Непроглядная темень обрушилась на него, а уши залепила тишина. Глухая мертвая трубка выскользнула у него из рук, и животный ужас перехватил дыхание.
«Наверное, это и есть удар… как его – кровоизлияние?.. Вот так оно и бывает. А не надо было гореть на работе – от этого сгораешь… Что же теперь?.. Интересно, а говорить я могу?..»
– Свет, – тихонько прошептал капитан, радуясь своему же шепоту. – Свет! – заорал он что было силы. – Све-е-е-ет!!!
Он тянул крик некоторое время и не заметил, что свет уже горит, и дверь открыта, а на пороге стоит техничка Наташа, прозванная за толстоту Недожорой.
– Звяняйте, – сказала она, когда Недомерок прекратил орать. – Андреич ушел, я и подумала, что тута ник
– Иди-иди, – нетерпеливо замахал на нее Недомерок и бросился набирать номер управления.
«Выехали», – догадался он, слушая длинные гудки. (Лучше бы застрелиться.)
3. Недотепок
– Что он тебе сказал?

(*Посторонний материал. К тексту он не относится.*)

PR #35, opened 2018-11-29
Teamgame checks moved to centralized functions.

NeonKnightOA:
It got bothersome to check if a gametype is team-based or not, and led to errors. So I've created 4 functions, one at cgame, one at game, one at q3_ui, and another at mp_ui, to have a centralized place where to make general teamgame checks.

### DIFF
--- a/code/cgame/cg_consolecmds.c
+++ b/code/cgame/cg_consolecmds.c
@@ -400,7 +400,7 @@ static void CG_DenyOrder_f(void) {
 }
 
 static void CG_TaskOffense_f(void) {
-	if (cgs.gametype == GT_CTF || cgs.gametype == GT_CTF_ELIMINATION || cgs.gametype == GT_1FCTF) {
+	if (CG_UsesTeamFlags(cgs.gametype)) {
 		trap_SendConsoleCommand(va("cmd vsay_team %s\n", VOICECHAT_ONGETFLAG));
 	} else {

Что?..
Лев Ильич услыхал свистящий шепот Недомерка и какую-то возню за углом, куда только что свернул Дим. Яснее ясного, что именно про него Недомерок пытает Диму. Только чего можно допытываться у больного ребенка, который к тому же и не говорит?.. Лев Ильич хотел вмешаться, но раздался громовой окрик теть-Оли, и стало понятно, что Димка уже под надежной защитой.

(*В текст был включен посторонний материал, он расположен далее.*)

PR #36, opened 2018-11-29
Prevent key game objectives from being disabled.

NeonKnightOA:
Key game obejctives shouldn't be disabled because they break gamemodes.

If players want to screw the game for themselves, that's fine. But intentionally screwing other people's playing experience IS BAD.

### DIFF
--- a/code/game/g_items.c
+++ b/code/game/g_items.c
@@ -960,6 +960,14 @@ G_ItemDisabled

Замечательная деваха эта Ольга Парамоновна. А смотрит на Льва Ильича всегда с такой жалостью, что только дрогни он хоть одними ресницами – сразу и пожалеет, одарив всем своим молодым напористым жаром. Надо сказать, что интернатовские барышни почти все готовы были поделиться с ним не слишком растраченным теплом души и тела, даже если пока и не знали про это, полагая в своем внимании к Йефу разные иные причины. Например, географичка Алевтина Николаевна смотрела на Йефа опасливо, а слушала его и вовсе с испугом. Но и в испуге ее было какое-то скрытое восхищение – только поддайся, и утянет с головой. Ну а совсем молоденькая воспитательница Ирина, не так давно выпорхнувшая из местного педа, глядела на Льва Ильича, замирая и не дыша. Она пошла бы за его голосом, как за дудкой крысолова, неважно куда…
Кстати говоря, она и про крысолова этого досконально разузнала лишь в интернате. Раньше, конечно, слышала выражение «пойти за дудкой крысолова», но думала, что это намек на стыдно сказать что. А здесь, в школе, подменяя однажды Йефа в вечернюю смену, Ирина Александровна никак не могла отбиться от его воспитанников и уложить их спать – требовали рассказать какую-нибудь историю. Пришлось пообещать, и на следующее вечернее дежурство она пришла со сказками братьев Гримм, взятыми из библиотеки Йефа, точнее его сына. Читала и постепенно так увлеклась, что забылась. И дети уже все заснули, а она все читает. Обнаружив, что дети спят, она, конечно, прекратила читать, погасила свет в палате и пошла к себе в общежитие, но там, вместо того чтобы лечь и уснуть, открыла книгу и читала до рассвета.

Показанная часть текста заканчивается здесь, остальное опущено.